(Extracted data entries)
· · · · · · ·
PR #204, opened 2021-07-22
Update GitHub Action to use latest GCC (v11).

grahamgower:
SLiM v3.6 has a build issue with GCC-11 (fixed by https://github.com/MesserLab/SLiM/commit/7964f7911e1665a1ba0783d9136b3d3bff06d931). See https://www.gnu.org/software/gcc/gcc-11/porting_to.html for details of header changes. By testing on GCC-11, we help ensure there are no regressions in the future.

Thanks to Clemens Schmid (@nevrome) for alerting me to this via the Arch Linux package.

### DIFF
--- a/.github/workflows/tests.yml
+++ b/.github/workflows/tests.yml
@@ -30,7 +30,7 @@ jobs:
             gcc: 4.8
           # Ubuntu with the most recent GCC.
           - os: ubuntu-20.04
-            gcc: 10
+            gcc: 11
 
     steps:
       - name: Checkout
@@ -150,7 +150,7 @@ jobs:
           # Ubuntu with the most recent Qt and GCC.
           - os: ubuntu-20.04
             qt: 5.15.2
-            gcc: 10
+            gcc: 11
           # MacOS with oldest supported Qt.
           - os: macos-10.15
             qt: 5.9.5


bhaller:
I wonder if it might be a good idea to test both GCC 10 and GCC 11?  I don't have a strong opinion on that; but it would give us more comprehensive coverage, at no obvious cost.  Maybe our coverage with Github Actions ought to be a bit broader in general; our travis-ci testing is completely kaput now, unfortunately, because travis itself went down the tubes after being bought, as far as I can tell, at least for open-source projects like ours.  So for right now GA is our only CI.  Anyhow, I'll accept this PR as-is if you think it's best, but just wanted to raise the question.

grahamgower:
Well that's really up to you and what you think is important. The CI is running at ~18 minutes right now, which is already a fairly long time to wait for feedback. So probably you'll want to make a trade off for the CI time against testing other configurations, like more OS versions (e.g. macos 11 when that becomes viable) or some other dependency that causes problems (maybe cmake?).  My opinion is that there's diminishing returns on testing lots of different versions of GCC --- the oldest and most recent versions are going to expose the majority of problems, and it's pretty unlikely to see a build issue with an intermediate version that isn't also an issue with the older or newer versions.

Perhaps more importantly, is there anything that the travis CI was testing that isn't being tested by the github action?

bhaller:
> Well that's really up to you and what you think is important. The CI is running at ~18 minutes right now, which is already a fairly long time to wait for feedback. So probably you'll want to make a trade off for the CI time against testing other configurations, like more OS versions (e.g. macos 11 when that becomes viable) or some other dependency that causes problems (maybe cmake?).

Well, it seems like all the CI tasks run concurrently, not consecutively, so I don't think it would increase the average time to completion for the CI (unless GCC 10 is substantially slower than other GCC versions).  Am I misunderstanding?

> My opinion is that there's diminishing returns on testing lots of different versions of GCC --- the oldest and most recent versions are going to expose the majority of problems, and it's pretty unlikely to see a build issue with an intermediate version that isn't also an issue with the older or newer versions.

OK, fair enough.  We don't want to get into trying to comprehensively test every version, so oldest and newest makes sense, I guess.  OK.

> Perhaps more importantly, is there anything that the travis CI was testing that isn't being tested by the github action?

I mean, slightly different variations and configurations than we have now in GA, but nothing that seems particularly essential.

OK, I think this is fine, just wanted to hear your thoughts.  I'll merge it now.  Thanks!

grahamgower:
> > Well that's really up to you and what you think is important. The CI is running at ~18 minutes right now, which is already a fairly long time to wait for feedback. So probably you'll want to make a trade off for the CI time against testing other configurations, like more OS versions (e.g. macos 11 when that becomes viable) or some other dependency that causes problems (maybe cmake?).
> 
> Well, it seems like all the CI tasks run concurrently, not consecutively, so I don't think it would increase the average time to completion for the CI (unless GCC 10 is substantially slower than other GCC versions). Am I misunderstanding?

Ah, you're absolutely right! There is a job queue, but it's somewhere hidden inside google's github farm. So it's not obvious how extra test configurations would affect the test turnaround. \*shrug\*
· · · · · · ·
* **Assignment**: In the records above, locate the lines holding the word "cmake". Copy each of them.

* **Output of the task**:
Well that's really up to you and what you think is important. The CI is running at ~18 minutes right now, which is already a fairly long time to wait for feedback. So probably you'll want to make a trade off for the CI time against testing other configurations, like more OS versions (e.g. macos 11 when that becomes viable) or some other dependency that causes problems (maybe cmake?).  My opinion is that there's diminishing returns on testing lots of different versions of GCC --- the oldest and most recent versions are going to expose the majority of problems, and it's pretty unlikely to see a build issue with an intermediate version that isn't also an issue with the older or newer versions.
> Well that's really up to you and what you think is important. The CI is running at ~18 minutes right now, which is already a fairly long time to wait for feedback. So probably you'll want to make a trade off for the CI time against testing other configurations, like more OS versions (e.g. macos 11 when that becomes viable) or some other dependency that causes problems (maybe cmake?).
> > Well that's really up to you and what you think is important. The CI is running at ~18 minutes right now, which is already a fairly long time to wait for feedback. So probably you'll want to make a trade off for the CI time against testing other configurations, like more OS versions (e.g. macos 11 when that becomes viable) or some other dependency that causes problems (maybe cmake?).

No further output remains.